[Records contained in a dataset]
+===+
PR #315, opened 2021-03-11
Ask confirmation before pushing next image

sleshchenko:
### What does this PR do?
Someone pushed next tag occasionally from the PR, which broke all new installations which tried to use next image.
With make docker it's really easy to override occasionally next image which I also did a few times and had to quickly fix.
Now if you have locally set IMG with your own repo - everything will work as previously.
But when you try to push quay.io/devfile/devworkspace-controller:next, you'll need to confirm it.

I also thought about env var which would allow to avoid confirmation, but so far CI does not use make install.

It also helps to prevent another mistake, when I deployed https://github.com/che-incubator/devworkspace-che-operator I did not success since I have `IMG=sleshchenko/che-workspace-controller:local` in my bashrc, so, not to conflict, I renamed `IMG` to `DWO_IMG` to use unique name for that parameter.

no issue is created

### Is it tested? How?
```
unset IMG
make docker
...
 ---> Using cache
 ---> 28aface1225a
Successfully built 28aface1225a
Successfully tagged quay.io/devfile/devworkspace-controller:next
Are you sure we want to push quay.io/devfile/devworkspace-controller:next? [y/N] n
Makefile:286: recipe for target 'docker-push' failed
make: *** [docker-push] Error 1
```

### DIFF
--- a/.ci/openshift_e2e.sh
+++ b/.ci/openshift_e2e.sh
@@ -35,7 +35,7 @@ export CI_COMPONENT="devworkspace-operator"
 # DEVWORKSPACE_OPERATOR env var exposed by Openshift CI in e2e test pod. More info about how images are builded in Openshift CI: https://github.com/openshift/ci-tools/blob/master/TEMPLATES.md#parameters-available-to-templates
 # Dependencies environment are defined here: https://github.com/openshift/release/blob/master/ci-operator/config/devfile/devworkspace-operator/devfile-devworkspace-operator-master__v5.yaml#L36-L38
 
-export IMG=${DEVWORKSPACE_OPERATOR}
+export DWO_IMG=${DEVWORKSPACE_OPERATOR}
 
 # Pod created by openshift ci don't have user. Using this envs should avoid errors with git user.
 export GIT_COMMITTER_NAME="CI BOT"
--- a/Makefile
+++ b/Makefile
@@ -18,7 +18,7 @@ MAKEFLAGS += --silent
 endif
 
 export NAMESPACE ?= devworkspace-controller
-export IMG ?= quay.io/devfile/devworkspace-controller:next
+export DWO_IMG ?= quay.io/devfile/devworkspace-controller:next
 export ROUTING_SUFFIX ?= 192.168.99.100.nip.io
 export PULL_POLICY ?= Always
 export DEFAULT_ROUTING ?= basic
@@ -61,7 +61,7 @@ endif
 VERSION ?= 0.0.1
 OPERATOR_SDK_VERSION = v1.1.0
 # Default bundle image tag
-BUNDLE_IMG ?= controller-bundle:$(VERSION)
+DWO_BUNDLE_IMG ?= controller-bundle:$(VERSION)
 # Options for 'bundle-build'
 ifneq ($(origin CHANNELS), undefined)
 BUNDLE_CHANNELS := --channels=$(CHANNELS)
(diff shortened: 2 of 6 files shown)


.ci/openshift_e2e.sh
```diff
@@ -35,7 +35,7 @@ export CI_COMPONENT="devworkspace-operator"
 # DEVWORKSPACE_OPERATOR env var exposed by Openshift CI in e2e test pod. More info about how images are builded in Openshift CI: https://github.com/openshift/ci-tools/blob/master/TEMPLATES.md#parameters-available-to-templates
 # Dependencies environment are defined here: https://github.com/openshift/release/blob/master/ci-operator/config/devfile/devworkspace-operator/devfile-devworkspace-operator-master__v5.yaml#L36-L38
 
-export IMG=${DEVWORKSPACE_OPERATOR}
+export DWO_IMG=${DEVWORKSPACE_OPERATOR}
```
sleshchenko, line 38: Technically it's controller not operator (since DWO is DevWorkspace Operator), but I did not come to good short name for Controller (DWO_CTRL_IMG, DWC???...)

So, in my opinion DWO_IMG is good enough and for operator we'll be able to use DWO_INDEX_IMG, DWO_BUNDLE_IMG

Makefile
```diff
@@ -327,8 +332,8 @@ _operator_sdk:
 		else \
 			SDK_VER=$$(operator-sdk version | cut -d , -f 1 | cut -d : -f 2 | cut -d \" -f 2) && \
 			if [ "$${SDK_VER}" != $(OPERATOR_SDK_VERSION) ]; then \
-				echo "WARN: operator-sdk $(OPERATOR_SDK_VERSION) is expected to be used for this target but $${SDK_VER} found"
-				echo "WARN: Please use the recommended operator-sdk if you face any issue"
+				echo "WARN: operator-sdk $(OPERATOR_SDK_VERSION) is expected to be used for this target but $${SDK_VER} found" \
```
sleshchenko, line 335: I just assume it should be done

Makefile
+===+
The task: Once you have read the records above, set each one down again exactly.

Answer area:
PR #315, opened 2021-03-11
Ask confirmation before pushing next image

sleshchenko:
### What does this PR do?
Someone pushed next tag occasionally from the PR, which broke all new installations which tried to use next image.
With make docker it's really easy to override occasionally next image which I also did a few times and had to quickly fix.
Now if you have locally set IMG with your own repo - everything will work as previously.
But when you try to push quay.io/devfile/devworkspace-controller:next, you'll need to confirm it.

I also thought about env var which would allow to avoid confirmation, but so far CI does not use make install.

It also helps to prevent another mistake, when I deployed https://github.com/che-incubator/devworkspace-che-operator I did not success since I have `IMG=sleshchenko/che-workspace-controller:local` in my bashrc, so, not to conflict, I renamed `IMG` to `DWO_IMG` to use unique name for that parameter.

no issue is created

### Is it tested? How?
```
unset IMG
make docker
...
 ---> Using cache
 ---> 28aface1225a
Successfully built 28aface1225a
Successfully tagged quay.io/devfile/devworkspace-controller:next
Are you sure we want to push quay.io/devfile/devworkspace-controller:next? [y/N] n
Makefile:286: recipe for target 'docker-push' failed
make: *** [docker-push] Error 1
```

### DIFF
--- a/.ci/openshift_e2e.sh
+++ b/.ci/openshift_e2e.sh
@@ -35,7 +35,7 @@ export CI_COMPONENT="devworkspace-operator"
 # DEVWORKSPACE_OPERATOR env var exposed by Openshift CI in e2e test pod. More info about how images are builded in Openshift CI: https://github.com/openshift/ci-tools/blob/master/TEMPLATES.md#parameters-available-to-templates
 # Dependencies environment are defined here: https://github.com/openshift/release/blob/master/ci-operator/config/devfile/devworkspace-operator/devfile-devworkspace-operator-master__v5.yaml#L36-L38
 
-export IMG=${DEVWORKSPACE_OPERATOR}
+export DWO_IMG=${DEVWORKSPACE_OPERATOR}
 
 # Pod created by openshift ci don't have user. Using this envs should avoid errors with git user.
 export GIT_COMMITTER_NAME="CI BOT"
--- a/Makefile
+++ b/Makefile
@@ -18,7 +18,7 @@ MAKEFLAGS += --silent
 endif
 
 export NAMESPACE ?= devworkspace-controller
-export IMG ?= quay.io/devfile/devworkspace-controller:next
+export DWO_IMG ?= quay.io/devfile/devworkspace-controller:next
 export ROUTING_SUFFIX ?= 192.168.99.100.nip.io
 export PULL_POLICY ?= Always
 export DEFAULT_ROUTING ?= basic
@@ -61,7 +61,7 @@ endif
 VERSION ?= 0.0.1
 OPERATOR_SDK_VERSION = v1.1.0
 # Default bundle image tag
-BUNDLE_IMG ?= controller-bundle:$(VERSION)
+DWO_BUNDLE_IMG ?= controller-bundle:$(VERSION)
 # Options for 'bundle-build'
 ifneq ($(origin CHANNELS), undefined)
 BUNDLE_CHANNELS := --channels=$(CHANNELS)
(diff shortened: 2 of 6 files shown)


.ci/openshift_e2e.sh
```diff
@@ -35,7 +35,7 @@ export CI_COMPONENT="devworkspace-operator"
 # DEVWORKSPACE_OPERATOR env var exposed by Openshift CI in e2e test pod. More info about how images are builded in Openshift CI: https://github.com/openshift/ci-tools/blob/master/TEMPLATES.md#parameters-available-to-templates
 # Dependencies environment are defined here: https://github.com/openshift/release/blob/master/ci-operator/config/devfile/devworkspace-operator/devfile-devworkspace-operator-master__v5.yaml#L36-L38
 
-export IMG=${DEVWORKSPACE_OPERATOR}
+export DWO_IMG=${DEVWORKSPACE_OPERATOR}
```
sleshchenko, line 38: Technically it's controller not operator (since DWO is DevWorkspace Operator), but I did not come to good short name for Controller (DWO_CTRL_IMG, DWC???...)

So, in my opinion DWO_IMG is good enough and for operator we'll be able to use DWO_INDEX_IMG, DWO_BUNDLE_IMG

Makefile
```diff
@@ -327,8 +332,8 @@ _operator_sdk:
 		else \
 			SDK_VER=$$(operator-sdk version | cut -d , -f 1 | cut -d : -f 2 | cut -d \" -f 2) && \
 			if [ "$${SDK_VER}" != $(OPERATOR_SDK_VERSION) ]; then \
-				echo "WARN: operator-sdk $(OPERATOR_SDK_VERSION) is expected to be used for this target but $${SDK_VER} found"
-				echo "WARN: Please use the recommended operator-sdk if you face any issue"
+				echo "WARN: operator-sdk $(OPERATOR_SDK_VERSION) is expected to be used for this target but $${SDK_VER} found" \
```
sleshchenko, line 335: I just assume it should be done

Makefile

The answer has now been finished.